Stored data
□ □ □

Issue #777, opened 2016-08-25
False positives with .to.exist


AlexEscalante:
I am using Mocha, Enzyme and Chai, and I am getting false positives on tests like these:

    import React from 'react';
    import {shallow} from 'enzyme';
    import {expect} from 'chai';

    it('renders a barcode', () => {
      const wrapper = shallow(<ReceiptPage {...props} />);
    
      expect(wrapper.find('bogus')).to.exist;
    });

That test should not pass and it does. I should be doing something wrong, but I can't figure out what… Any ideas?

lucasfcosta:
Hi @AlexEscalante, thanks for your issue!
Can you give me some more details about this? I'd like to know what does `wrapper.find('bogus')` returns, is it really `undefined` or is it `null`?
As you can see [here](https://github.com/chaijs/chai/blob/master/lib/chai/core/assertions.js#L483) the code for our `exist` assertion is really simple, I can't really think of why this is happening.

I also noticed that we're using `!=` here. It works, but perhaps writing `<whatever> !== undefined && <whatever> !== null` would be more explicit and it would also attend to most of JS code recommendations. What do you guys think?

lucasfcosta:
Hi @AlexEscalante, thanks for your issue!
Can you give me some more details about this? I'd like to know what does `wrapper.find('bogus')` returns, is it really `undefined` or is it `null`?
As you can see [here](https://github.com/chaijs/chai/blob/master/lib/chai/core/assertions.js#L483) the code for our `exist` assertion is really simple, I can't really think of why this is happening.

I noticed that we're using `!=` here. It works, but perhaps writing `<whatever> !== undefined || <whatever> !== null` would be more explicit and it would also meet most of JS code recommendations.

keithamus:
AFAICT this is because `ShallowWrapper#find` returns a new wrapper object, so that you can chain those kinds of commands.  A `Wrapper` "exists" and so the assertion is failing because `Wrapper !== null && Wrapper !== undefined`.

I would recommend, @AlexEscalante, using something like [chai-enzyme](https://github.com/producthunt/chai-enzyme) - which [overrides `.to.exist`](https://github.com/producthunt/chai-enzyme/#present) to detect for Enzyme Wrapper objects, and so would return correctly. Alternatively, you could reword your assertion to something like `expect(wrapper.find('bogus')).to.have.lengthOf(0);`.

Hopefully this helps. I'll close the issue for now but let us know if you have any more problems with it.

[...]

PR #778, opened 2016-08-27
Improve exist assertion (Triple equals and addition to assert interface)

lucasfcosta:
After reading #777 I noticed we were using `null != flag(this, 'object')` on our `exist` assertion. That is correct indeed (given our main goal with this assertion), but I feel more comfortable using `!==` to check if the value is neither `null` or `undefined`, which makes thinks more explicit.

I also added some tests just to make sure `falsy` values or anything "strange" would work.

And at last, but not least, the `exist` assertion was added to the `assert` interface as `assert.exists` and `assert.notExists`.

------------------------------------

For bonus style points on this commit, here goes a picture of me and @vieiralucas with Jake Archibald:

Jake Archibald Being Awesome with Us

### DIFF
--- a/lib/chai/core/assertions.js
+++ b/lib/chai/core/assertions.js
@@ -481,8 +481,9 @@ module.exports = function (chai, _) {
    */
 
   Assertion.addProperty('exist', function () {
+    var val = flag(this, 'object');
     this.assert(
-        null != flag(this, 'object')
+        val !== null && val !== undefined
       , 'expected #{this} to exist'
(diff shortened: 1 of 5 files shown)


keithamus:
LGTM. @meeber?

meeber:
@lucasfcosta Excellent job! I agree with all the changes and the code looks clean. Not sure how I feel about the appearance of meeber in the tests but I suppose as long as meeber is awesome it's okay :D

LGTM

□ □ □

» Work item
The expected answer is every line in the data above that carries the string "also".

» Your solution
I also noticed that we're using `!=` here. It works, but perhaps writing `<whatever> !== undefined && <whatever> !== null` would be more explicit and it would also attend to most of JS code recommendations. What do you guys think?
I noticed that we're using `!=` here. It works, but perhaps writing `<whatever> !== undefined || <whatever> !== null` would be more explicit and it would also meet most of JS code recommendations.
I also added some tests just to make sure `falsy` values or anything "strange" would work.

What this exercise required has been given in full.